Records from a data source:
....
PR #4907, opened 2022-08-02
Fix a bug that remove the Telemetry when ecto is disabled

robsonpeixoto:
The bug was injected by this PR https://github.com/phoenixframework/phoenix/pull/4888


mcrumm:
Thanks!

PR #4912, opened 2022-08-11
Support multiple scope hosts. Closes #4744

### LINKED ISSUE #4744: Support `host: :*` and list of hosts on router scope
....
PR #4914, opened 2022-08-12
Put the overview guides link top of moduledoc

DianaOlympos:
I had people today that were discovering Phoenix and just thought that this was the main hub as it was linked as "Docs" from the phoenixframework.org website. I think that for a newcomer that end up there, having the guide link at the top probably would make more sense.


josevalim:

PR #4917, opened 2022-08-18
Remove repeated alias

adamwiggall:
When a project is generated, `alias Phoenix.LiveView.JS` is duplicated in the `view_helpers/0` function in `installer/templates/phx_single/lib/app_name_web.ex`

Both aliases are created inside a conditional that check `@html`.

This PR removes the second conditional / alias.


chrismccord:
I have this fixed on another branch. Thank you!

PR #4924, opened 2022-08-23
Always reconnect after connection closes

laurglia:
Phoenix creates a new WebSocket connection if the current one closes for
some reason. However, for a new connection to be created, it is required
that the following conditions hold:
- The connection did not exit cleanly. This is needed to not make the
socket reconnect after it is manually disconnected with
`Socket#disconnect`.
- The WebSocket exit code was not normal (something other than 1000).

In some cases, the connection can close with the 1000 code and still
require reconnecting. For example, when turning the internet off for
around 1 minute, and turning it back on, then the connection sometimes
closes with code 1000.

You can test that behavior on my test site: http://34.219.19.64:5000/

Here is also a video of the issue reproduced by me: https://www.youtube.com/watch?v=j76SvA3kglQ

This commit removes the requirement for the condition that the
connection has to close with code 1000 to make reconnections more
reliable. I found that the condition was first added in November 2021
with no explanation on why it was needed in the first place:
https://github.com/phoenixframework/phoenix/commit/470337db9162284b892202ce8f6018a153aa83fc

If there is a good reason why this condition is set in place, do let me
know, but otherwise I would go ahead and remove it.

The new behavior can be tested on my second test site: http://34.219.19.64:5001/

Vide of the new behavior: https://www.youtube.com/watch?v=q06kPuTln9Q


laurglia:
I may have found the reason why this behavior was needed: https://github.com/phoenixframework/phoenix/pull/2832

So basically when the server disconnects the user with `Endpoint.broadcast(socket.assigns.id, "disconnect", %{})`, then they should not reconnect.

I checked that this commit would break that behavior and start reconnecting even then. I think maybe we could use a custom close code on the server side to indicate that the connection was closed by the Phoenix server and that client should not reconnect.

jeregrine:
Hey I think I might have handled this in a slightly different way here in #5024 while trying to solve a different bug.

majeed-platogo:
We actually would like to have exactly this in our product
....
### Problem
Please show each line in the records above that contains "place".

### Result of the exercise
with no explanation on why it was needed in the first place:
If there is a good reason why this condition is set in place, do let me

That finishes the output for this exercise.